Wright also argues that the officers did not have reasonable suspicion to detain him in the parking lot. The uniformed officer's act of shining a spotlight on Wright's car was not a seizure, United States v. Lawhorn , 735 F.3d 817, 820 (8th Cir. 2013), and Wright does not claim that the officer effected a seizure by blocking Wright's SUV with the squad car. Cf. United States v. Tuley , 161 F.3d 513, 515 (8th Cir. 1998). Therefore, no suspicion was required at the point of the initial conversation between Wright and the uniformed officer. Once the uniformed officer detected an odor of marijuana coming from Wright's person, the officer had probable cause to arrest Wright and, a fortiori , reasonable suspicion to detain him for further investigation. United States v.
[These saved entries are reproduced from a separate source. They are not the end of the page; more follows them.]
PR #486, opened 2019-09-09
Return records from fetchAllPages

sslotsky:
## Reason for change

This is an improvement on the `fetchAllPages` implementation. This function originally wrote each page to an aggregator, rather than returning all the pages itself. This change allows the function to return the data so that the aggregator isn't needed.

## Testing

Tests should pass.

## Checklist

### DIFF
--- a/src/utils/fetchAllPages.spec.ts
+++ b/src/utils/fetchAllPages.spec.ts
@@ -233,6 +233,8 @@ const secondPage = {
 };
 
 describe('Fetching all pages of a GraphQL connection', () => {
+  afterEach(fetchMock.reset);
+
   it('fetches all the pages', async () => {
     fetchMock
       .once('https://api.manifold.co/graphql', {
--- a/src/utils/fetchAllPages.spec.ts
+++ b/src/utils/fetchAllPages.spec.ts
@@ -1,7 +1,7 @@
 import { gql } from '@manifoldco/gql-zero';
 import fetchMock from 'fetch-mock';
 import { Query, CategoryEdge } from '../types/graphql';
-import fetchAllPages, { createAggregator as agg } from './fetchAllPages';
+import fetchAllPages from './fetchAllPages';
 
 const query = gql`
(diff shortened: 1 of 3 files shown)


sslotsky:
As discussed @dangodev !

src/utils/fetchAllPages.ts
```diff
@@ -36,22 +30,15 @@ export default async function fetchAllPages<Edge>({
 
   if (page.data) {
     const { edges, pageInfo } = getConnection(page.data);
-    agg.write(edges);
 
     if (pageInfo.hasNextPage) {
       const next = { first: nextPage.first, after: pageInfo.endCursor || '' };
-      await fetchAllPages({ query, nextPage: next, agg, getConnection });
+      const remaining = await fetchAllPages({ query, nextPage: next, getConnection });
+      return edges.concat(remaining);
```
davidleger95: This might just be my personal preference but to me `return [...edges, ...remaining]` is more readable. 🤷‍♂ `concat` just makes me think of strings for some reason so it took me a few seconds to realize what was happening. I might be alone in my mild confusion. Not a major thing, so if you prefer this style, you can leave it as is.

sslotsky: Ha, that's funny, some people really hate the spread operator! In terms of syntax I'm fine with either way but I think there would be a performance cost to destructure the arrays. I'll probably leave it as is :smile:

src/utils/fetchAllPages.spec.ts
```diff
@@ -248,19 +250,13 @@ describe('Fetching all pages of a GraphQL connection', () => {
         { overwriteRoutes: false }
       );
 
-    const aggregator = agg<CategoryEdge>();
-    const aggSpy = jest.spyOn(aggregator, 'write');
-
-    await fetchAllPages({
+    const entries = await fetchAllPages({
```
dangodev: 👍

PR #489, opened 2019-09-09
Convert manifold-marketplace to GraphQL

sslotsky:
## Reason for change

Because we are converting all our components to GraphQL! 

Note: this does not use the categories query yet. Instead it uses the products query to maintain a similar data shape for `marketplace-grid` to work with. I have some code comments in the PR that explain my long term vision for using the categories query to drive the UX.

## Testing

Marketplace grid should still work in Storybook, docs, and Render dash. 

## Checklist


src/components/manifold-marketplace/manifold-marketplace.tsx
```diff
@@ -1,16 +1,81 @@
...
+      setupStepsHtml: '',
+      state: ProductState.Available,
+      supportEmail: skel.body.support_email,
+      termsUrl: '',
+      valueProps: [],
+      valuePropsHtml: '',
+      categories: skel.body.tags
+        ? skel.body.tags.map(t => ({
+            label: t,
+            products: {
```
sslotsky: This is a pain point. Our queries don't ask for the product connection here, but our TypeScript types indicate that it's required. We plan to look into [using documents in our type generation process](https://graphql-code-generator.com/docs/getting-started/documents-field#document-scanner) to produce more accurate types, but for now we'll have to provide default values like this in some cases.

src/components/manifold-marketplace-grid/manifold-marketplace-grid.tsx
```diff
@@ -184,16 +217,16 @@ export class ManifoldMarketplaceGrid {
...
+  private renderServiceCard = (product: ProductEdge) => (
     <manifold-service-card-view
-      description={product.body.tagline}
-      isFeatured={this.featured && this.featured.includes(product.body.label)}
-      isFree={this.freeProducts && this.freeProducts.includes(product.id)}
-      logo={product.body.logo_url}
-      name={product.body.name}
+      description={product.node.tagline}
+      isFeatured={this.featured && this.featured.includes(product.node.label)}
+      isFree={product.node.plans ? product.node.plans.edges.length > 0 : false}
```
sslotsky: This isn't great either. I know that the query that I'm using is only requesting _free_ plans, which is why I can say that `isFree` should be true if there are any plans present. But if the query were to change so that it asks for all plans instead of free ones, this logic would break!

GraphQL queries allow field aliases, so I can write the query like this:

```
        freePlans: plans(first: 1, free: true) {
          edges {
            node {
              free
            }
          }
        }
```

But TypeScript won't know that the return object has a field called `freePlans`! This is another thing that using documents for our type generation could help with.

dangodev: 🤔 yeah this seems like something we need. Didn’t know about this!

docs/docs/advanced/custom-loaders.md
```diff
@@ -74,7 +74,9 @@ be [lazy-loaded][lazy-loading] using `import()`).
 ## Currently supported components
 
 - [manifold-plan-selector][plan-selector]
+- [manifold-marketplace][marketplace]
```
dangodev: Can this be alphabetized, please? 🙏

docs/docs/advanced/custom-loaders.md
```diff
@@ -74,7 +74,9 @@ be [lazy-loaded][lazy-loading] using `import()`).
...
 
 [skeletons]: https://css-tricks.com/building-skeleton-screens-css-custom-properties/
 [plan-selector]: /components/plan-selector
+[marketplace]: /components/manifold-marketplace
```
dangodev: Same here—alphabetical 🙏

src/components/manifold-marketplace-grid/manifold-marketplace-grid-happo.ts
```diff
@@ -1,23 +0,0 @@
...
-
-export const allProducts = () => {
-  const grid = document.createElement('manifold-marketplace-grid');
-  grid.services = fromJSON(products);
-  grid.freeProducts = [];
-
-  document.body.appendChild(grid);
-
-  return grid.componentOnReady();
-};
```
dangodev: 💯 💯 💯

src/components/manifold-marketplace-grid/manifold-marketplace-grid.e2e.ts
```diff
@@ -59,42 +47,41 @@ describe('<manifold-marketplace-grid>', () => {
     const serviceCards = await page.findAll(
       'manifold-marketplace-grid >>> manifold-service-card-view'
     );
-    expect(serviceCards).toHaveLength(services.length);
+
+    const labels = await Promise.all(serviceCards.map(c => c.getProperty('productLabel')));
```
dangodev: I recently learned about `.allSettled`, which includes rejected ones, too. Should we use that instead?

davidleger95: `allSettled` has poor browser support, unless Stencil polyfills this for us or we polyfill it? https://developer.mozilla.org/en-US/docs/Web/JavaScript/Reference/Global_Objects/Promise/allSettled

src/components/manifold-marketplace-grid/manifold-marketplace-grid.tsx
```diff
@@ -1,15 +1,51 @@
...
+ * if it's not. The filter would be debounced, and if needed, we can cache results
+ * using the filter value as a key. In this view, I could see the category menu
+ * either being disabled or remaining enabled. If it is enabled, clicking a
+ * different category would continue to present the 'all-products' interface for
+ * the new category.
+ *
+ * Filtering within the category view would also submit to the API, but it would
+ * not submit a category label. This will present products as it does today, but
+ * will also need to fetch more results when the user scrolls if more pages remain.
+ */
```
dangodev: 👍

src/components/manifold-marketplace-grid/manifold-marketplace-grid.tsx
```diff
@@ -64,13 +100,10 @@ export class ManifoldMarketplaceGrid {
...
 
     // Iterate through services, only add unique categories
-    this.filteredServices.forEach(({ body: { tags } }: Catalog.Product) => {
-      if (!Array.isArray(tags)) {
-        return;
-      }
-      tags.forEach(tag => {
-        if (!categoryList.includes(tag)) {
-          categoryList.push(tag);
+    this.filteredServices.forEach(({ node }: ProductEdge) => {
```
dangodev: Why do you have to redeclare a type here?

src/components/manifold-marketplace-grid/manifold-marketplace-grid.tsx
davidleger95: What about defining the type as: `Product & { freePlans: PlanEdge[] }`? Not the best longterm solution but it works 🤷‍♂ (I think it works, I didn't test it :P )

src/components/manifold-marketplace-grid/manifold-marketplace-grid.e2e.ts
sslotsky: In this case I wouldn't worry about it anyway. I'm just getting properties from elements that we already know are present on the page.

src/components/manifold-marketplace-grid/manifold-marketplace-grid.tsx
sslotsky: That could work as a temporary solution, I'll check into it. Thanks!

src/components/manifold-marketplace-grid/manifold-marketplace-grid.tsx
sslotsky: It turns out I don't, thanks :smile:

PR #491, opened 2019-09-10
MVP for Digital Ocean auth refresh

sslotsky:
## MVP

Digital Ocean won't be using OAuth. Instead, they're going to give us an auth token to use, and either a function or a URL to call when it needs to be refreshed (I've heard both, and I'm not sure which one we're supposed to go with at this time).

This MVP is an example of how this might look. Two main things are happening here:

1. If they're not using oauth, we'll skip rendering the iframe.
1. If they provide a refresh function that returns a `Promise<AuthToken>`, then as soon as we detect that the auth token has been unset, we'll call that function to get a new auth token.

One point worth discussing is that I'm considering moving all of this into `manifold-connection` and deleting the `manifold-auth-token` component, for two reasons: 

1. I think it's fine to try and authenticate unconditionally when you're using `manifold-connection`.
1. It's easier for us if the initial auth token is provided to `manifold-connection` along with any configuration options we may have to support. Then we can easily know when all available configuration values have been provided.

Please feel free to blow holes in this proposal.

## Checklist

### DIFF
--- a/src/components/manifold-auth-token/manifold-auth-token.tsx
+++ b/src/components/manifold-auth-token/manifold-auth-token.tsx
@@ -13,6 +13,8 @@ export class ManifoldAuthToken {
   @Prop() subscribe?: (s: Subscriber) => () => void = connection.subscribe;
   /* Authorisation header token that can be used to authenticate the user in manifold */
   @Prop() token?: string;
+  @Prop() useOauth?: boolean;
+  @Prop() refresh?: () => Promise<AuthToken>;
   @State() tick?: string;
   @Event({ eventName: 'manifold-token-receive', bubbles: true })
   manifoldOauthTokenChange: EventEmitter<{ token: string }>;
@@ -28,8 +30,12 @@ export class ManifoldAuthToken {
     if (this.subscribe) {
       this.unsubscribe = this.subscribe((oldToken?: string, newToken?: string) => {
         if (oldToken && !newToken) {
-          // changing this to any new string will cause a token refresh. getTime() does that wonderfully.
-          this.tick = new Date().getTime().toString();
+          if (this.useOauth) {
+            // changing this to any new string will cause a token refresh. getTime() does that wonderfully.
+            this.tick = new Date().getTime().toString();
+          } else if (this.refresh) {
+            this.refresh().then(this.setToken);
+          }
         }
       });
     }
@@ -47,8 +53,11 @@ export class ManifoldAuthToken {
     }
   }
 
-  setInternalToken = (e: CustomEvent) => {
-    const payload = e.detail as AuthToken;
+  setInternalToken = (e: CustomEvent<AuthToken>) => {
+    this.setToken(e.detail);
+  };
+
+  setToken = (payload: AuthToken) => {
     if (!payload.error && payload.expiry) {
       const formattedToken = `${payload.token}|${payload.expiry}`;
       if (this.setAuthToken) {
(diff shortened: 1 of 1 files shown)


src/components/manifold-auth-token/manifold-auth-token.tsx
```diff
@@ -13,6 +13,8 @@ export class ManifoldAuthToken {
   @Prop() subscribe?: (s: Subscriber) => () => void = connection.subscribe;
   /* Authorisation header token that can be used to authenticate the user in manifold */
   @Prop() token?: string;
+  @Prop() useOauth?: boolean;
+  @Prop() refresh?: () => Promise<AuthToken>;
```
dangodev: Should this be a `@Method` instead?

sslotsky: Nope. As the PR description states, they will either provide us with a function to retrieve the new token, or a URL for us to call. I'm not sure which, but this MVP assumes that they'll give us a function.

dangodev: Oh right. Hm. With a function, though, we can only attach that as a prop after the component has rendered and already started loading. I imagine this would almost always miss `componentWillLoad` because it’s not a primitive.

I’d like to use `oauth-url` as an attribute instead, and see if we can do without this (or maybe we can come up with some way to fire this if it’s added after the component loads).

dangodev:
What would their consumer code look like? Something like this?

```html
<manifold-connection token={myToken} oauth-url="https://gettoken.com">
```

src/components/manifold-auth-token/manifold-auth-token.tsx
```diff
@@ -60,6 +69,10 @@ export class ManifoldAuthToken {
 
   @logger()
   render() {
-    return <manifold-oauth tick={this.tick} onReceiveManifoldToken={this.setInternalToken} />;
+    return (
+      this.useOauth && (
```
dangodev: When we’re not rendering the iframe, we’ll need to render `null`, I think (not sure if `false` will render as text or not)

src/components/manifold-auth-token/manifold-auth-token.tsx
sslotsky: > With a function, though, we can only attach that as a prop after the component has rendered and already started loading

Two things:

1. I don't think that's accurate. The outer node can be, and often is, present in the DOM before the component has started loading or rendering. 
1. This function doesn't need to be present on load anyway. It only needs to be there after we receive a 401, which causes the token to be unset, which then causes this component to ask for a refresh.

src/components/manifold-auth-token/manifold-auth-token.tsx
sslotsky: I considered this and will make sure to test that.

src/components/manifold-auth-token/manifold-auth-token.tsx
dangodev: > It only needs to be there after we receive a 401
Oh right! Because this is within the subscription. I get it now. 👍

sslotsky:
> What would their consumer code look like? Something like this?
> 
> ```
> <manifold-connection token={myToken} oauth-url="https://gettoken.com">
> ```

If we do wind up using a URL then that's probably close, although it's not really OAuth so I think the attribute would be called `refresh-url` or something.

src/components/manifold-auth-token/manifold-auth-token.tsx
dangodev: > The outer node can be, and often is, present in the DOM before the component has started loading or rendering.

Yeah I guess that’s _possible_; I was mostly just thinking about React’s `useRef` and whether or not `ref.current` will always be accessible _before_ `componentWillLoad` in Stencil, and wasn’t sure if that 100% will always fire every time. But like you said, it’s within the subscription anyway so even if that were the case we’d be fine. Just wanted to talk it through.

sslotsky: That's all worth testing, but I'm pretty sure that `ref.current` being accessible really just means that the node has been created. It doesn't mean that it's been attached to the DOM or that the web component has loaded or rendered.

Perdoma , 621 F.3d 745, 749 (8th Cir. 2010).
In any event, the police had ample reasonable suspicion to justify an investigative stop of Wright in the parking lot. They received a tip from a known confidential informant that Brown and Wright would be traveling to Chicago to obtain drugs. They independently verified the details of the tip through surveillance of the SUV when it arrived at Brown's residence, departed the area eastbound on Interstate 80, and returned to Davenport and Brown's residence after a period of time that would have accommodated a round trip to Chicago. See Draper v. United States , 358 U.S. 307, 313, 79 S.Ct. 329, 3 L.Ed.2d 327 (1959). The police also saw Wright and Brown act in a manner consistent with drug trafficking when they rummaged around in the back of Wright's vehicle for several minutes at Brown's residence before Brown took a duffel bag into the house. Wright also drove away from the residence and conducted possible countersurveillance maneuvers until arriving at a location that was known to be associated with drug activity.
Wright complains that the officers lacked probable cause to search his vehicle in the parking lot, but the smell of burnt marijuana and the presence of a marijuana cigar in plain view through the window were sufficient to justify a search for drugs. United States v. Walker , 840 F.3d 477, 483–84 (8th Cir. 2016). No warrant was required for search of the vehicle, Carroll v. United States , 267 U.S. 132, 153, 45 S.Ct. 280, 69 L.Ed. 543 (1925), and because the police had probable cause to look for drugs, they properly could search the glove compartment as a place that could conceal the object of their search. See Wyoming v. Houghton , 526 U.S. 295, 301, 119 S.Ct. 1297, 143 L.Ed.2d 408 (1999).
In a submission pursuant to Rule 28(j), Wright suggests that officers unlawfully searched his pockets to obtain a key that they used to unlock the SUV. See United States v. Craddock , 841 F.3d 756 (8th Cir. 2016). Wright did not raise this argument in the district court or in his opening brief on appeal, and it is therefore not properly before us. We note, moreover, that before the key was seized, police had probable cause to arrest Wright based on the odor of marijuana coming from his person, see Perdoma , 621 F.3d at 749, and it is permissible to search an arrestee's person incident to an arrest. Chimel v. California , 395 U.S. 752, 763, 89 S.Ct. 2034, 23 L.Ed.2d 685 (1969). That the search of Wright's person for the key preceded the formal arrest does not make the search unlawful under those circumstances. See Rawlings v. Kentucky , 448 U.S. 98, 111, 100 S.Ct. 2556, 65 L.Ed.2d 633 (1980) ; United States v. Chartier , 772 F.3d 539, 546 (8th Cir. 2014) ; United States v. Jenkins , 496 F.2d 57, 73 (2d Cir. 1974).
For these reasons, the district court properly denied Wright's motion to suppress, and the judgment of the district court is affirmed.